## Problem to work on
With the string "allOf" as the filter, copy each matching line from the records.
☆ ☆ ☆ ☆ ☆
PR #7135, opened 2025-01-23
feat: add icons to password template example

gimler:
pimp password template example add green check and red times icons

https://stackblitz.com/edit/ye7iquos?file=src%2FApp.vue

grafik

I have only changed the composition example. When you accept the change i can try to change also options example


tugcekucukoglu:
Currently, there is no plan to change the doc. Helpful demo for the community.

Thanks for your contribution.

PR #4055, opened 2024-07-19
Pi 2365 add compare

pmcphee77:
Examples below
image
image


projects/court-case-and-delius/src/main/kotlin/uk/gov/justice/digital/hmpps/api/proxy/CommunityApiController.kt
```diff
@@ -57,7 +59,68 @@ class CommunityApiController(
...
                 .headers(ex.responseHeaders)
-                .body(ex.responseBodyAsString);
+                .body(ex.responseBodyAsString)
+        }
+    }
+
+    @PostMapping("/compare")
+    fun compare(@RequestBody compare: Compare, request: HttpServletRequest): CompareReport {
+        val headers = request.headerNames.asSequence().associateWith { request.getHeader(it) }
+            .filter { it.key.lowercase() == "Authorization".lowercase() }.toMutableMap()
```
marcus-bcl, line 69: Is this just getting the auth header?  Could it be simplified to something like:

```suggestion
        val headers = mapOf("Authorization" to request.getHeader("Authorization"))
```

projects/court-case-and-delius/src/main/kotlin/uk/gov/justice/digital/hmpps/api/proxy/CommunityApiController.kt
```diff
@@ -57,7 +59,68 @@ class CommunityApiController(
...
+                "Values differ at ${it.asJsonObject()["path"].toString()} \n" +
+                    "Found $ccdApiValue in new API, but is ${it.asJsonObject()["value"].toString()} in Community API"
+            } else if (op.contains("remove")) {
+                "Additional element at $path exists in new API but is not present in Community API"
+            } else if (op.contains("add")) {
+                "Element at $path not found in new API, but is present with value of ${it.asJsonObject()["value"].toString()} in Community API "
+            } else {
+                "Unhandled operation $op"
+            }
+        }.map { x -> x.value }.toList()
```
marcus-bcl, line 108: I don't think you need the associateWith here, as you're mapping it back to the value?  Could be a simple map:
```suggestion
        val results = diff.toJsonArray().map {
            val op = it.asJsonObject()["op"].toString()
            val path = it.asJsonObject()["path"].toString()
            if (op.contains("replace")) {
                val ccdApiValue = getValueFromJsonPath(ccdJson, path)
                "Values differ at $path \n" +
                    "Found $ccdApiValue in new API, but is ${it.asJsonObject()["value"].toString()} in Community API"
            } else if (op.contains("remove")) {
                "Additional element at $path exists in new API but is not present in Community API"
            } else if (op.contains("add")) {
                "Element at $path not found in new API, but is present with value of ${it.asJsonObject()["value"].toString()} in Community API "
            } else {
                "Unhandled operation $op"
            }
        }
```

projects/court-case-and-delius/src/main/kotlin/uk/gov/justice/digital/hmpps/api/proxy/CommunityApiController.kt
```diff
@@ -57,7 +59,68 @@ class CommunityApiController(
...
+    fun compare(@RequestBody compare: Compare, request: HttpServletRequest): CompareReport {
+        val headers = request.headerNames.asSequence().associateWith { request.getHeader(it) }
+            .filter { it.key.lowercase() == "Authorization".lowercase() }.toMutableMap()
+
+        headers.forEach { log.info("Header name: ${it.key}") }
+
+        val uri = try {
+            Uri.valueOf(compare.uri)
+        } catch (ex: Exception) {
+            return compare.toReport("This endpoint is not configured")
```
marcus-bcl, line 76: Is it worth just throwing on these exceptions instead of catching and returning a 200?  Would simplify the code, and means we can see them in Sentry etc.

projects/court-case-and-delius/src/main/kotlin/uk/gov/justice/digital/hmpps/api/proxy/CommunityApiController.kt
```diff
@@ -57,7 +59,68 @@ class CommunityApiController(
...
+        val comApiUri = uri.comApiUrl.replace("{crn}", compare.crn)
+        val comApiJsonString = try {
+            communityApiClient.proxy(URI.create(communityApiUrl + comApiUri), headers).body!!
+        } catch (ex: HttpStatusCodeException) {
+            log.error("Exception thrown when calling ${communityApiUrl + comApiUri}. community-api returned ${ex.message}")
+            return compare.toReport(ex.message ?: "No message")
         }
+        val ccdJson = Json.createReader(StringReader(ccdJsonString)).readValue().asJsonObject()
+        val comApiJson = Json.createReader(StringReader(comApiJsonString)).readValue().asJsonObject()
+        val diff: JsonPatch = Json.createDiff(ccdJson, comApiJson)
```
marcus-bcl, line 92: Did you consider using [JSONAssert](https://github.com/skyscreamer/JSONassert#error-messages), or any other JSON comparison library for this?  Happy to continue with the javax dependencies and jsonpatch - just wondering.

settings.gradle.kts
```diff
@@ -91,6 +91,8 @@ dependencyResolutionManagement {
             library("asyncapi", "org.openfolder:kotlin-asyncapi-spring-web:3.0.3")
             library("wiremock", "org.wiremock:wiremock-standalone:3.8.0")
             library("flipt", "io.flipt:flipt-java:1.1.1")
+            library("javax-json", "javax.json:javax.json-api:1.1.2")
+            library("glassfish-json", "org.glassfish:javax.json:1.1.2")
```
marcus-bcl, line 95: Should we be using the jakarta versions these days over javax?

projects/court-case-and-delius/src/main/kotlin/uk/gov/justice/digital/hmpps/api/proxy/CommunityApiController.kt
pmcphee77: Removed exception handling

projects/court-case-and-delius/src/main/kotlin/uk/gov/justice/digital/hmpps/api/proxy/CommunityApiController.kt
pmcphee77: fixed during refactor

projects/court-case-and-delius/src/main/kotlin/uk/gov/justice/digital/hmpps/api/proxy/CommunityApiController.kt
pmcphee77: Fixed

settings.gradle.kts
pmcphee77: Fixed

projects/court-case-and-delius/src/main/kotlin/uk/gov/justice/digital/hmpps/api/proxy/CommunityApiController.kt
pmcphee77: I found that JsonPatch provided a flexible way of looking at the differences. So just went with that

marcus-bcl (approved):

projects/court-case-and-delius/src/main/kotlin/uk/gov/justice/digital/hmpps/api/proxy/CommunityApiController.kt
pmcphee77: fixed

PR #4077, opened 2024-07-29
PI-2395 split name into separate fields

achimber-moj:


projects/subject-access-requests-and-delius/src/main/kotlin/uk/gov/justice/digital/hmpps/service/SubjectAccessRequestsService.kt
```diff
@@ -14,8 +15,13 @@ class SubjectAccessRequestsService(private val personRepository: PersonRepositor
     }
 }
 
-fun PersonEntity.toPerson(): Person = Person(getName())
+fun PersonEntity.toPerson(): Person {
```
pmcphee77, line 18: i dont think you need the `let` here. Just use `listOfNotNull(secondName, thirdName).joinToString(" ")`

achimber-moj: this does not result in a null response, but a "" for the middle name.

pmcphee77 (approved):

PR #4085, opened 2024-07-31
PI-2391: removed soft deleted check from order manages to fix orderin…

pmcphee77:
…g issues


projects/court-case-and-delius/src/main/kotlin/uk/gov/justice/digital/hmpps/api/proxy/CommunityApiController.kt
```diff
@@ -202,18 +202,27 @@ class CommunityApiController(
                 .map(CompletableFuture<CompareReport>::join)
                 .collect(Collectors.toList())
         }
+
+        val executed = reports.filter { it.testExecuted == true }
+        val successful = reports.filter { it.success && it.testExecuted == true }
         val unsuccessful = reports.filter { !it.success && it.testExecuted == true }
```
marcus-bcl, line 208: Minor - but there's another handy function for that in Kotlin 😄 
```suggestion
        val (successful, unsuccessful) = executed.partition { it.success }
```

projects/court-case-and-delius/src/main/kotlin/uk/gov/justice/digital/hmpps/api/proxy/CommunityApiController.kt
```diff
@@ -202,18 +202,27 @@ class CommunityApiController(
...
-        val executionFailures = reports.filter { it.testExecuted == false }.size
+        val executionFailures = reports.filter { it.testExecuted == false }
+        val distinctEndpointsExecuted = executed.groupBy(CompareReport::endPointName)
+        val covered = distinctEndpointsExecuted.map { it.key + " covered " + it.value.size + " times" }
+        val requestedButNotCovered = compare.uriConfig.entries.map { it.key }.toSet()
+            .filter { e -> !distinctEndpointsExecuted.map { it.key }.toSet().contains(e) }
```
marcus-bcl, line 213:
```suggestion
        val requestedButNotCovered = compare.uriConfig.keys
            .filter { !distinctEndpointsExecuted.keys.contains(it) }
```

projects/court-case-and-delius/src/main/kotlin/uk/gov/justice/digital/hmpps/integrations/delius/service/OffenderService.kt
```diff
@@ -142,7 +142,7 @@ fun Person.toOffenderManagers() = offenderManagers.sortedByDescending { it.date
                 code = team.code,
                 description = team.description,
                 telephone = team.telephone,
-                emailAddress = team.emailAddress,
+                //emailAddress = team.emailAddress,
```
marcus-bcl, line 145: Is this meant to be left commented out?

marcus-bcl (approved):

PR #4115, opened 2024-08-05
PI-2103: Added get by nsiId

pmcphee77:


projects/court-case-and-delius/src/integrationTest/kotlin/uk/gov/justice/digital/hmpps/ProxyIntegrationTest.kt
```diff
@@ -29,6 +30,7 @@ import uk.gov.justice.digital.hmpps.test.MockMvcExtensions.contentAsJson
 import uk.gov.justice.digital.hmpps.test.MockMvcExtensions.withToken
 
 @AutoConfigureMockMvc
+@TestPropertySource(properties = ["lao-access.ignore-exclusions = false", "lao-access.ignore-restrictions = true"])
```
marcus-bcl, line 33: Are we still using these fields, or are we planning to remove LAO in another PR?

projects/court-case-and-delius/src/integrationTest/kotlin/uk/gov/justice/digital/hmpps/ProxyIntegrationTest.kt
```diff
@@ -313,5 +319,3 @@ internal class ProxyIntegrationTest {
         assertThat(res.totalNumberOfRequests, equalTo(1))
     }
 }
-
-//{"status":403,"developerMessage":"This is a restricted record. Please contact a system administrator"}
```
marcus-bcl, line 317: Can this be removed?

projects/court-case-and-delius/src/main/kotlin/uk/gov/justice/digital/hmpps/api/proxy/CommunityApiController.kt
```diff
@@ -198,7 +220,8 @@ class CommunityApiController(
         val reports = personList.content.flatMap { person ->
             val convictionId = person.events.filter { it.disposal != null }.maxOfOrNull { it.id }
             val nsiCodes = person.nsis.filter { it.eventId == convictionId }.map { it.type.code.trim() }
-            runAll(person.crn, convictionId, nsiCodes, compare, headers).stream()
+            val nsiId = person.nsis.firstOrNull()?.id
+            runAll(person.crn, convictionId, nsiCodes, nsiId, compare, headers).stream()
                 .map(CompletableFuture<CompareReport>::join)
                 .collect(Collectors.toList())
```
marcus-bcl, line 226: Not really a change in this PR, but just spotted you don't need to convert to a stream here.  This would also work:
```suggestion
            runAll(person.crn, convictionId, nsiCodes, nsiId, compare, headers).map { it.join() }
```

Also I think this is running in sequence and not in parallel?  Think you need to use `CompletableFuture.allOf` to get them to run in parallel:
```suggestion
            CompletableFuture.allOf(person.crn, convictionId, nsiCodes, nsiId, compare, headers).join()
            return listOf(person.crn, convictionId, nsiCodes, nsiId, compare, headers).map { it.get() }
```

projects/court-case-and-delius/src/integrationTest/kotlin/uk/gov/justice/digital/hmpps/ProxyIntegrationTest.kt
pmcphee77: Planning on removing in another PR

projects/court-case-and-delius/src/integrationTest/kotlin/uk/gov/justice/digital/hmpps/ProxyIntegrationTest.kt
pmcphee77: It has been removed - its commented that i have removed

marcus-bcl: Doh sorry I always make that mistake

projects/court-case-and-delius/src/main/kotlin/uk/gov/justice/digital/hmpps/api/proxy/CommunityApiController.kt
pmcphee77: Changed

marcus-bcl (approved):

PR #4144, opened 2024-08-07
PI-2101: Added licence conditions endpoint

pmcphee77:


projects/custody-key-dates-and-delius/src/main/kotlin/uk/gov/justice/digital/hmpps/messaging/Handler.kt
```diff
@@ -49,7 +49,7 @@ class Handler(
             is CustodyDateChanged -> cduService.updateCustodyKeyDates(message.bookingId)
             is ProbationOffenderEvent -> when (notification.eventType) {
                 "SENTENCE_CHANGED",
-                -> personRepository.findNomsIdByCrn(message.crn)?.let { cduService.updateCustodyKeyDates(it) }
+                    -> personRepository.findNomsIdByCrn(message.crn)?.let { cduService.updateCustodyKeyDates(it) }
```
marcus-bcl, line 52: Maybe IntelliJ updated the formatting rules for this in the latest version? Should be fine to merge with your PR

marcus-bcl (approved):

PR #4167, opened 2024-08-12
PI-2907: Fixed issue with document download endpoint

pmcphee77:


projects/court-case-and-delius/src/main/kotlin/uk/gov/justice/digital/hmpps/api/proxy/CommunityApiController.kt
```diff
@@ -343,7 +352,7 @@ class CommunityApiController(
         return proxy(request)
     }
 
-    fun proxy(request: HttpServletRequest): Any {
+    fun proxy(request: HttpServletRequest): ResponseEntity<ByteArray> {
```
marcus-bcl, line 355: Will this load the whole doc into memory as a byte array?  Could cause crashes when downloading large files?

pmcphee77: hmm you are right it will. Ill change it so that the call to community api uses a Stream

marcus-bcl (approved):

PR #4172, opened 2024-08-13
PI-2380: Deploy mms to preprod

pmcphee77:


projects/manage-supervision-and-delius/deploy/values-preprod.yml
```diff
@@ -1,4 +1,4 @@
-enabled: false # TODO set this to true when you're ready to deploy your service
+enabled: true
```
achimber-moj, line 1: should be able to remove this line.  the default value is set to true.

achimber-moj (changes requested):

projects/manage-supervision-and-delius/deploy/values-preprod.yml
pmcphee77: Yep! ive changed both the dev and preprod one

achimber-moj (approved):

PR #4174, opened 2024-08-14
PI-2426 - use new fields to populate a contact

achimber-moj:


projects/approved-premises-and-delius/src/main/kotlin/uk/gov/justice/digital/hmpps/service/ReferralService.kt
```diff
@@ -142,7 +142,8 @@ class ReferralService(
         }
         contactService.createContact(
             ContactDetails(
-                date = details.cancelledAt,
+                date = details.cancellationRecordedAt,
+                cancellationRecordedAt = details.cancelledAtDate,
```
pmcphee77, line 146: Should these be the other way round?

pmcphee77 (changes requested):

projects/approved-premises-and-delius/src/main/kotlin/uk/gov/justice/digital/hmpps/service/ReferralService.kt
achimber-moj: cancellationRecordedAt is ZonedDateTime ContactDetails.date is also ZonedDateTime.  cancelledAtDate is of type LocalDate.  When create a contact field contact_date is LocalDate and will be populated by cancelledAtDate, contact field contact_start_time will be populated by cancellationRecordedAt.  

see payload extract when calling approved premises 

    "cancelledAtDate": "2024-08-14",
    "cancellationRecordedAt": "2024-08-14T08:47:12.290096228Z"

pmcphee77 (approved):

PR #4199, opened 2024-08-27
PI-2449: Updated pathfinder to be the same as soc

pmcphee77:


projects/pathfinder-and-delius/src/main/kotlin/uk/gov/justice/digital/hmpps/controller/UserController.kt
marcus-bcl, line 1: We still need this endpoint for pathfinder - they're currently using it in live.  The changes looks good otherwise.

pmcphee77: reinstated this endpoint

marcus-bcl (approved):

projects/pathfinder-and-delius/build.gradle.kts
```diff
@@ -35,4 +35,8 @@ configure<ClassPathExtension> {
         "**/entity/**",
         "**/AppKt.class"
     )
+
+    sonarExclusions = listOf(
+        "**/hmpps/**"
+    )
```
marcus-bcl, line 41: Not sure if we need this to be honest - we can still approve/merge the PR without it.  This might bite us as the Pathfinder/SOC code diverges.

marcus-bcl (approved):

marcus-bcl (approved):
☆ ☆ ☆ ☆ ☆
## Solution to this task
Also I think this is running in sequence and not in parallel?  Think you need to use `CompletableFuture.allOf` to get them to run in parallel:
            CompletableFuture.allOf(person.crn, convictionId, nsiCodes, nsiId, compare, headers).join()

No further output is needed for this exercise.